*TASK DETAILS*: Please write out, exactly as given, every line of the entries below up to and including the line with "free up the".

○ ○ ○ ○ ○

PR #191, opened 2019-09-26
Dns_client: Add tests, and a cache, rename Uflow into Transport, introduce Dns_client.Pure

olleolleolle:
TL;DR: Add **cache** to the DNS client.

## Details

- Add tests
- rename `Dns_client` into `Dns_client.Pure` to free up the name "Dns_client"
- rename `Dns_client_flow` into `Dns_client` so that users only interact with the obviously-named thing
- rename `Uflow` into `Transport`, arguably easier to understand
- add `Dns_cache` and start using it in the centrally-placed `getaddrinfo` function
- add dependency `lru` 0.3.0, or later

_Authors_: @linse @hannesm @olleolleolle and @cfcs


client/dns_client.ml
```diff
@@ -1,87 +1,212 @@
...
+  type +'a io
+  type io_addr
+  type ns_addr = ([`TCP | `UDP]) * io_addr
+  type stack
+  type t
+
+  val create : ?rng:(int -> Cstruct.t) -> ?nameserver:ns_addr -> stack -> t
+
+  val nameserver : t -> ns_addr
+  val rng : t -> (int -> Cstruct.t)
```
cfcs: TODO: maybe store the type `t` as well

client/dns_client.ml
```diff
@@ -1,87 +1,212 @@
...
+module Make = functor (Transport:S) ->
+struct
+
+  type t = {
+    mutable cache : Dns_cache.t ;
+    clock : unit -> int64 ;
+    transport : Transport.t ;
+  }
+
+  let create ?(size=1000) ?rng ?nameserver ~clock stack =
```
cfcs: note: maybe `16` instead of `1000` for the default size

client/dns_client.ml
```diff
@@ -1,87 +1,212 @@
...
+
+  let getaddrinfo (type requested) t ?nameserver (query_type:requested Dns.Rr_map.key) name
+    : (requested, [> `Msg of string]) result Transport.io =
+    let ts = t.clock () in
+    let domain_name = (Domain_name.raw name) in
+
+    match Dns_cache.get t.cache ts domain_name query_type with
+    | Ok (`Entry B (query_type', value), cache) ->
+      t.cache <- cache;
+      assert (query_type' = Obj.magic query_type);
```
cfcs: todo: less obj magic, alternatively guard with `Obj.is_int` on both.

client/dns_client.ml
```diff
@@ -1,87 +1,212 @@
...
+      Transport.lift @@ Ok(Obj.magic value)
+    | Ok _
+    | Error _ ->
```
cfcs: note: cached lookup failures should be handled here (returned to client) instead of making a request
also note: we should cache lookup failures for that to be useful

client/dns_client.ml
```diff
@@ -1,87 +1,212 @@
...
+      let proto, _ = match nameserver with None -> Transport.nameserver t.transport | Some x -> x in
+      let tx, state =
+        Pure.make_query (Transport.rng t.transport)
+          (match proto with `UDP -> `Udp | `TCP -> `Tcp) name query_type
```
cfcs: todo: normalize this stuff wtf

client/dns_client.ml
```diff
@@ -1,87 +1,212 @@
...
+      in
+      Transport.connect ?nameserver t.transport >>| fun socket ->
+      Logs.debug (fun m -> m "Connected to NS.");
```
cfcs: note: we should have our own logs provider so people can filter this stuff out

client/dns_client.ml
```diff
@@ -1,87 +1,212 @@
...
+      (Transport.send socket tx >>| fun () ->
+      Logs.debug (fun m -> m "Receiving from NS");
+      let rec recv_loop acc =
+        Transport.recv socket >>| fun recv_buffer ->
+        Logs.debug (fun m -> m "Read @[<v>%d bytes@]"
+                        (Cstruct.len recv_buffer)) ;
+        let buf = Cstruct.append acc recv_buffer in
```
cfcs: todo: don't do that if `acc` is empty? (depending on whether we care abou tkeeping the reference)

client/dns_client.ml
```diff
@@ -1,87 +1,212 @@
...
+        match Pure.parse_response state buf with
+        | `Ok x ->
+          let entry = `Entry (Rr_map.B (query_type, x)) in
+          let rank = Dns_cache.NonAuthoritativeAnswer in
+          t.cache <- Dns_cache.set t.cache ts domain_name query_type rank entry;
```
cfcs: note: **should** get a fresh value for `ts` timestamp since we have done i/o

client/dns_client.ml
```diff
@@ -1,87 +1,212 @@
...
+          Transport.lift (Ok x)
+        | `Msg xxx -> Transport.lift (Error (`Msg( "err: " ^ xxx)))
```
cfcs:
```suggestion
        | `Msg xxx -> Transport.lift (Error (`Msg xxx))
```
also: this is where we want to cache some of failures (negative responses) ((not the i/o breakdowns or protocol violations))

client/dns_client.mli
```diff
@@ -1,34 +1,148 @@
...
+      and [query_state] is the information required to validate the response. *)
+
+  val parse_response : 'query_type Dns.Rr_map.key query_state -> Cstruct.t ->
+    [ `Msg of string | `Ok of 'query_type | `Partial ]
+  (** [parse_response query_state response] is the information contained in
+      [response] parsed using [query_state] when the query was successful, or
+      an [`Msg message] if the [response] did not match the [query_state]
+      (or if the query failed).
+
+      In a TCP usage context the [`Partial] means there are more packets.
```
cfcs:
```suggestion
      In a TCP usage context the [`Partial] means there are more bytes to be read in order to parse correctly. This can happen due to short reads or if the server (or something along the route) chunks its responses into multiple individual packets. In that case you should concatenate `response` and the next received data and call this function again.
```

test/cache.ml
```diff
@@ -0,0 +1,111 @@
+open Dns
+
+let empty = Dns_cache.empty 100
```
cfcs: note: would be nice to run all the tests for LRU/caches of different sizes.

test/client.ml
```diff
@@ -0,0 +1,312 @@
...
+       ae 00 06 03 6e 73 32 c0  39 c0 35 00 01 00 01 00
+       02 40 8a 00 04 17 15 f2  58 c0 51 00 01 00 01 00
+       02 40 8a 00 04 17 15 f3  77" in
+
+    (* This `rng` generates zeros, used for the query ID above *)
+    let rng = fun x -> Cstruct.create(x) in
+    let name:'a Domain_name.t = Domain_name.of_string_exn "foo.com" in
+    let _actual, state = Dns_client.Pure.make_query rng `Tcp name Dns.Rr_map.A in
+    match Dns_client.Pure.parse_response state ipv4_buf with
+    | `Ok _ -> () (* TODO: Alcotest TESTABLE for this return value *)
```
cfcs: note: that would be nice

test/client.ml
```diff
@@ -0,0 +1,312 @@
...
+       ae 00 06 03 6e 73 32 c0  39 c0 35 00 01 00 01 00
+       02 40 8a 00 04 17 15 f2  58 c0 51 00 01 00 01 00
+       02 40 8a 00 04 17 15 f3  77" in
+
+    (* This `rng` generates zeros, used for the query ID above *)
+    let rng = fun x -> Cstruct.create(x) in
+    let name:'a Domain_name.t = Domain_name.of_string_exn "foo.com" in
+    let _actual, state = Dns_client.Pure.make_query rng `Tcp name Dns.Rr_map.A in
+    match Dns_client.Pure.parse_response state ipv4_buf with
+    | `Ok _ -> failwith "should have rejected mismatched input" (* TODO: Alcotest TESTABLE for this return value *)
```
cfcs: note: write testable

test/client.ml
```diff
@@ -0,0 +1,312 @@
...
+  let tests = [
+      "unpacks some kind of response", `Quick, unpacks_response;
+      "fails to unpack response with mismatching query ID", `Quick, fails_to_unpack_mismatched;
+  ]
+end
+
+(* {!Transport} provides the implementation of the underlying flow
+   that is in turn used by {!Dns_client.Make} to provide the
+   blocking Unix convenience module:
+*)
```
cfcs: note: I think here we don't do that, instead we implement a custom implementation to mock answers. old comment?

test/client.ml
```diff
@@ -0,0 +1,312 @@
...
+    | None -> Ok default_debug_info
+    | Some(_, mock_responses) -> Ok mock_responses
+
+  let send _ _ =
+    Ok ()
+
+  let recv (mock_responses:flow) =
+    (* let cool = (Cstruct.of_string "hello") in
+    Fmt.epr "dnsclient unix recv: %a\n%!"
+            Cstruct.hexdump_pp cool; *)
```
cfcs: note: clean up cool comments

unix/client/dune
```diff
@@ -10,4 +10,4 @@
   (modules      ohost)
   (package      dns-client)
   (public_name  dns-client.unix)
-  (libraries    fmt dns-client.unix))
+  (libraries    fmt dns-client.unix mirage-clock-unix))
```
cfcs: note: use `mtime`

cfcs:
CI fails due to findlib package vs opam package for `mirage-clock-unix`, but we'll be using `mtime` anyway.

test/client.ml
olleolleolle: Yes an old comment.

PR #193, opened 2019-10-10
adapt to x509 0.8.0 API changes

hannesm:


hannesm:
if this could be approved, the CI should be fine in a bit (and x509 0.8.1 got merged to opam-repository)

○ ○ ○ ○ ○

*RESULT BELOW*:
PR #191, opened 2019-09-26
Dns_client: Add tests, and a cache, rename Uflow into Transport, introduce Dns_client.Pure

olleolleolle:
TL;DR: Add **cache** to the DNS client.

## Details

- Add tests
- rename `Dns_client` into `Dns_client.Pure` to free up the name "Dns_client"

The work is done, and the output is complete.